[[ Data provided, beginning ]]
Issue #163, opened 2025-09-12
[Feature][api][java] Separate the abstraction of ChatModel to connection and setup in Java.


wenjin272:
### Search before asking

- [x] I searched in the [issues](https://github.com/apache/flink-agents/issues) and found nothing similar.

### Description

Separate the abstraction of ChatModel to connection and setup in Java to keep align with Python API.

### Are you willing to submit a PR?

- [x] I'm willing to submit a PR!

PR #164, opened 2025-09-12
[[ Data provided, end ]]
▶ **Work instruction**:
Reproduce the data shown above in its entirety, keeping each word as it is.

▶ **Answer section**:
Issue #163, opened 2025-09-12
[Feature][api][java] Separate the abstraction of ChatModel to connection and setup in Java.


wenjin272:
### Search before asking

- [x] I searched in the [issues](https://github.com/apache/flink-agents/issues) and found nothing similar.

### Description

Separate the abstraction of ChatModel to connection and setup in Java to keep align with Python API.

### Are you willing to submit a PR?

- [x] I'm willing to submit a PR!

PR #164, opened 2025-09-12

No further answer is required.